Yes but the point is GPT-3/4 must include at least one website that prohibited scraping, thus OpenAI should not be using their GPT models, by their own logic.
That's a great question, I'm wondering that myself. So I know from the legal standpoint anti-scraping has been a messy debate, but what is different this time. Amazon and Linkedin won't die if their analytics leaks, in fact in Linkedin's case all the data was volunteered by the users. These users won't up and leave to another place that scraped Linkedin. I'm not sure if I agree with the lawsuit outcomes, but it didn't look like an existential threat to Linkedin or Amazon.
Now, in case of scraping _all_ of public useful information. Let's take Stackoverflow as an example of a community-produced content. It gets 90% of its traffic from Google, people show up, read, ask and answer questions (click on jobs and ads to keep SO servers running). If a scraper comes by that inhales all of that data, and regurgitates it under Microsoft's name, giving no credit, no references and absolutely nothing back to the authors of those questions and answers. What is the reason for SO to exist anymore? What is the motivation for people to keep answering and refining the questions? 90% of Stackoverflow will evaporate. The way it's currently set up it's an existential threat to any meaningful content on the web. Maybe there have been some legal precedents to repeal anti-scraping, but this is a very big problem now.
So think about it. If Morgan Stanley is right and OpenAI is currently training GPT-5 for hundreds of millions of dollars, they might not make it directly available. They could use Alpaca power to use it to boost GPT-4 or GPT-3. This way they could have these super optimized models that can fit in smaller memory and compute their tokens faster than any of the competition. This would be the opposite of OpenAI having a problem. It would be this huge economic moat that lasts for a while until more efficient hardware and more capital spending by their competition degrades it. It would even solve the problem of super human GPT-5 cognition. That would be moot if it's never released and only used to Alpaca-ize their own smaller models.

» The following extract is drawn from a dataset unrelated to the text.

PR #2090, opened 2021-07-07
Replace node-sass with sass, take II

ChristophWurst:
Like https://github.com/nextcloud/nextcloud-vue/pull/2005 but with latest deps. :popcorn:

That's a valid perspective IMO but corporations are too slow to react and keep up.. Another thing is, if models that are good enough for the general use case that I can fit in my medium range hardware then I definitely don't need to pay for the more perfect one.. A couple of such good enough models are already there and a lot of us are already not following or waiting for the GPT-10.. That's the point of the article and why OpenAI are visibly insecure about those models.

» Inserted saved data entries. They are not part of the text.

PR #2095, opened 2021-07-08
Add timezone picker

ChristophWurst:
Fixes https://github.com/nextcloud/nextcloud-vue/issues/2094

Bildschirmfoto von 2021-07-09 15-24-48


package.json
```diff
@@ -43,7 +43,9 @@
 		"@nextcloud/dialogs": "^3.0.0",
 		"@nextcloud/event-bus": "^2.0.0",
 		"@nextcloud/l10n": "^1.2.3",
+		"@nextcloud/logger": "^2.0.0",
 		"@nextcloud/router": "^2.0.0",
+		"calendar-js": "git+https://github.com/nextcloud/calendar-js.git",
```
ChristophWurst, line 48: this dependency is not ideal but there is only one module that is used in here so I *hope* it won't bloat our bundle sizes

ChristophWurst:
I would say we should also export this picker as component for apps. It's a sub component for the timezone aware date picker but in the calendar settings (and possibly one day in server) we need a generic timezone selection and then we will use this component without the wrapping date picker.

ChristophWurst:
This should be ready for review. Let me know if the structure is ok. The static timezones file is a resource, hence I moved it out of src as it was done in Calendar

marcoambrosini (approved):
Very cool, the only thing I would change is making it span the whole width of the container to avoid jumps in width and to let developers adapt it to their UI
EDIT: nevermind the comment, I'm just realizing that this would be a multiselect fix!

GretaD (approved):

src/components/TimezonePicker/TimezonePicker.vue
```diff
@@ -0,0 +1,124 @@
...
+			type: String,
+			default: 'floating',
+		},
+	},
+	computed: {
+		placeholder() {
+			return t('Type to search timezone')
+		},
+		selectedTimezone: {
+			get() {
```
skjnldsv, line 93: Not really needed :)

skjnldsv (approved):

Pytal (approved):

> It would even solve the problem of super human GPT-5 cognition. That would be moot if it's never released and only used to Alpaca-ize their own smaller models.
They would not have a moat from this strategy.
At the end of the day, they still make available a model with high performance. The whole point is that anyone, for very little money, can fine-tune another model to match the performance of OpenAI's models.
That's true. Anything open source to the public is obviously open source to a company. They can create public, miniaturized versions of their models and release capabilities only when it suits them, using Alpaca style training to minimize costs for their API.
I hope my analysis makes sense regardless of when or how OpenAI ends up training GPT-5, but the Morgan Stanley thing is an internet rumor for example https://news.ycombinator.com/item?id=35222180
Even without Morgan Stanley claims, Greg Brockman and Satya have both said that GPT-3.5 was already internally used by them since the summer of last year and GPT-4 in December. Greg mentions it in https://youtu.be/YtJEfTTD_Y4 for example
The most frustrating thing about LLaMA "release" is that no one can make an actual product around it. Meta legal department is silent and it's anyone's guess how far the terms of use can be pushed and bent until army of lawyers buries your business into the ground.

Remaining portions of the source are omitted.